La domotica rappresenta un valido strumento per migliorare la qualità della vita di anziani e disabili all’interno delle proprie abitazioni, facilitando il lavoro di assistenza dei caregiver e garantendo allo stesso tempo un’adeguata sicurezza alla persona e alle cose.
Progettare “case intelligenti” per le fasce deboli non è semplice, poiché esistono situazioni diverse, più o meno complesse. Le soluzioni progettuali possono essere tante e devono adattarsi di volta in volta a realtà specifiche.
In campo assistenziale, la domotica segna due percorsi ben definiti: l’autonomia e la sicurezza. La prima prevede automazioni di diverso tipo, che permettono a chi ha difficoltà motorie o sensoriali di avere il controllo autonomo della casa; la seconda, pensata soprattutto per la persona anziana con problemi di mobilità, si basa su strumenti che facilitano l’autonomia tra le pareti domestiche, garantendo condizioni di benessere e sicurezza.

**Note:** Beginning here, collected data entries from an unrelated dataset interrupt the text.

PR #896, opened 2023-08-10
SONARIAC-1070 ARM JSON Support reading required fields by case-insensitive names

petertrr:


iac-extensions/arm/src/test/java/org/sonar/iac/arm/tree/impl/json/OutputDeclarationImplTest.java
```diff
@@ -208,10 +208,10 @@ void shouldFailOnMissingMandatoryAttribute() {
       "  }",
       "}");
     ParseException parseException = catchThrowableOfType(() -> parser.parse(code, null), ParseException.class);
-    assertThat(parseException).hasMessage("Missing mandatory attribute 'type' at null:3:4");
+      assertThat(parseException).hasMessage("Missing mandatory attribute 'type' at null:3:21");
```
petertrr, line 211: I tried to merge two overloads of `Arm(Json)BaseConverter#toStringLiteralOrException` into one; not sure if it had a lot of meaning to highlight the entire `TupleTree` in case of an exception instead of `TupleTree#value`

iac-extensions/arm/src/main/java/org/sonar/iac/arm/parser/ArmJsonBaseConverter.java
```diff
@@ -57,34 +57,28 @@
...
-    return PropertyUtils.get(tree, key)
+    return PropertyUtils.get(tree, key::equalsIgnoreCase)
       .map(this::toStringLiteral)
       .orElse(null);
   }
 
-  public StringLiteral toStringLiteralOrException(TupleTree tree, String key) {
-    return PropertyUtils.get(tree.value(), key)
+  public StringLiteral toStringLiteralOrException(YamlTree tree, String key) {
+    return PropertyUtils.get(tree, key::equalsIgnoreCase)
```
jonas-wielage-sonarsource, line 76: I like

iac-extensions/arm/src/test/java/org/sonar/iac/arm/tree/impl/json/OutputDeclarationImplTest.java
jonas-wielage-sonarsource, line 1: Could maybe also benefit form case insensitive test.

iac-extensions/arm/src/test/java/org/sonar/iac/arm/tree/impl/json/OutputDeclarationImplTest.java
jonas-wielage-sonarsource: Fine for me

jonas-wielage-sonarsource (approved):
LGTM, please see my comments.
Also shouldn't there also be a test for case-insensitive VariableDeclarationImpl?

PR #901, opened 2023-08-17
SONARIAC-1072 Update ARM documentation to include bicep files

jonas-wielage-sonarsource:


iac-extensions/arm/src/main/java/org/sonar/iac/arm/plugin/ArmSettings.java
```diff
@@ -55,10 +58,21 @@ public static List<PropertyDefinition> getGeneralProperties() {
...
-        .name("File Identifier")
-        .description("Files without the identifier are excluded from the analysis. The identifier can be anywhere in the file.")
+        .name("JSON Template File Identifier")
+        .description("ARM JSON templates without the identifier are excluded from the analysis. The identifier can be anywhere in the file.")
+        .onQualifiers(Qualifiers.PROJECT)
+        .category(ARM_CATEGORY)
+        .subCategory(GENERAL_SUBCATEGORY)
+        .build(),
+
+      PropertyDefinition.builder(FILE_SUFFIXES_KEY)
```
nils-werner-sonarsource, line 68: Why did you add this property? It is not taken into account in `ArmLanguage`. It's not described in the ticket.

nils-werner-sonarsource (changes requested):
Please not add a property which has no effect on the analysis

PR #909, opened 2023-09-11
SONARIAC-744 S6596: Specific version tag for image should be used

jonas-wielage-sonarsource:


iac-extensions/docker/src/test/resources/checks/SpecificVersionTagCheck/specificVersionTagCheck.dockerfile
```diff
@@ -0,0 +1,79 @@
...
+
+# Noncompliant@+2
+FROM \
+foobar:latest
+
+# Compliant
+FROM my-image:1.2.3 as baseWithTag
+FROM my-image:1.2.3-alpine
+FROM ubuntu:18.04 as local-toolchain-ubuntu18.04-manylinux2010
+FROM foobar@12313423 # Compliant usage of digest
```
rudy-regazzoni-sonarsource, line 61: [Dockerfile comments cannot be put after an instruction](https://docs.docker.com/engine/reference/builder/#format), they must be alone on their line.

> Docker treats lines that begin with # as a comment, unless the line is a valid [parser directive](https://docs.docker.com/engine/reference/builder/#parser-directives). A # marker anywhere else in a line is treated as an argument.

rudy-regazzoni-sonarsource, line 61: I didn't saw in the ticket nor in the rspec PR that using a digest is considered as compliant, to me we should still raise an issue in that case.

iac-extensions/docker/src/main/java/org/sonar/iac/docker/checks/SpecificVersionTagCheck.java
```diff
@@ -0,0 +1,89 @@
...
+      // raise an issue if the version tag is "latest"
+      String[] splitImageName = fullImageName.split(":");
+      return splitImageName.length >= 2 && splitImageName[1].equals("latest");
+    } else {
+      // no version tag specified, docker assumes "latest"
+      return true;
+    }
+  }
+
+  private static boolean imageNameIsUsedAsAliasInPreviousImages(FromInstruction currentFromInstruction, String currentImageName) {
```
rudy-regazzoni-sonarsource, line 68: Not necessarily a big issue here because I don't expect dockerfile to contain a ton of docker image definitions, but this approach has an n^2 complexity, as every time you add a docker image, this will perform an additional iteration looping itself on all previously defined image.
A simpler way would be to have a local cache in this class that retains visited docker images (or even just their alias), but we need to carefully clean this cache or make it available per dockerfile.
I honestly don't have an exact idea about how to implement this or if a similar mechanism already exist.

rudy-regazzoni-sonarsource (changes requested):
Pretty good, just requesting a few adaptations, but otherwise everything seems good to me!
Feel free to reach out if you want to discuss some of my comments.

iac-extensions/docker/src/main/java/org/sonar/iac/docker/checks/SpecificVersionTagCheck.java
jonas-wielage-sonarsource: Yeah, I'm not sure what would be the best way either.
Normally we don't want to save the state in between checks, so I figured because we don't expect a lot of FROM instructions in a docker file, that this is save.

iac-extensions/docker/src/test/resources/checks/SpecificVersionTagCheck/specificVersionTagCheck.dockerfile
jonas-wielage-sonarsource: Well a digest is not a version tag, so we shouldn't raise here.
The ticket only describes to raise an issue on a missing version tag.
And it wouldn't make sense to raise an issue here on every digest, because we shouldn't discourage from using it.

jonas-wielage-sonarsource: Fair point, the comments should not be on the same level here

TyIsI:
Hey! Sorry to bump this old PR but Jira is not being insightful.

Can you advise me if SONARIAC-1323 deals with the `scratch` image matching? (`FROM scratch` matches.)
Or else where I should report this issue?

Thanks!

jonas-wielage-sonarsource:
Hello @TyIsI:
Currently, we don't have any logic in place to handle `scratch`.
But there is already a ticket for Docker that aims to deal with `scratch` images: [SONARIAC-1260](https://sonarsource.atlassian.net/browse/SONARIAC-1260). I bumped the priority on the ticket, so it should be handled faster.

The one you mentioned ([SONARIAC-1323](https://sonarsource.atlassian.net/browse/SONARIAC-1323)) refers to Kubernetes and Helm analysis.

Hope that clarifies your question.

Also you can report False positives in our community, which you find here: [SonarSource Community - How to report a false positive / false negative](https://community.sonarsource.com/t/how-to-report-a-false-positive-false-negative/37022)

Best,
Jonas

TyIsI:
Copy. Thank you!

Esistono diversi tipi di montascale. Tra i prodotti più moderni e tecnologicamente avanzati c’è Vivace di KONE Motus, montascale a poltroncina ideale per chi ha una mobilità limitata o per chi non è in grado di fare le rampe di scale in sicurezza.
Fluido, invece, è il montascale a pedana, necessario per chi si muove su carrozzina a trazione o elettrica.
La domotica, dunque, è un’alleata preziosa e utile per il benessere della persona, ma deve essere studiata e progettata in funzione delle esigenze di chi vive in casa.
Come dire, i “bisogni” determinano la scelta degli strumenti domotici da utilizzare: se una persona non è in grado di salire una rampa di scale, sarà necessario installare una piattaforma elevatrice; per chi non è completamente autosufficiente, si svilupperà un sistema di sensori attraverso i quali sarà possibile accendere le luci o il televisore, chiudere o aprire una finestra, gestire l’impianto di climatizzazione, grazie ad un semplice joystick o allo stesso telefono cellulare.
È importante che gli strumenti domotici non siano invasivi, ma funzionali e “discreti”, allo scopo di “costruire” intorno alla persona disabile un ambiente che non venga percepito più come ostacolo, ma come ausilio prezioso per le attività quotidiane.
Per quanto riguarda le norme e le indicazioni utili a garantire efficienza e sicurezza degli impianti domotici, è intervenuto di recente il CEI, Comitato Elettrotecnico Italiano, pubblicando la Specifica Tecnica CEI 64-21 – “Ambienti residenziali: impianti adeguati all’utilizzo da parte di persone con disabilità o specifica necessità” con lo scopo di fornire prescrizioni da applicare agli impianti elettrici di unità immobiliari ad uso residenziale utilizzati da persone con disabilità o con necessità specifiche”.
La Specifica – che non ha carattere cogente di norma – rappresenta un utile indirizzo per installatori e progettisti incaricati della realizzazione di un impianto elettrico all’interno di abitazioni utilizzate da persone con disabilità o anziani con particolari necessità.

Basta poco per cambiare la quotidianità di persone in difficoltà: la casa intelligente si apre all’esterno, perché impedisce l’isolamento di disabili e anziani, ma diventa anche un “nido” sicuro e accessibile dentro cui muoversi in assoluta libertà.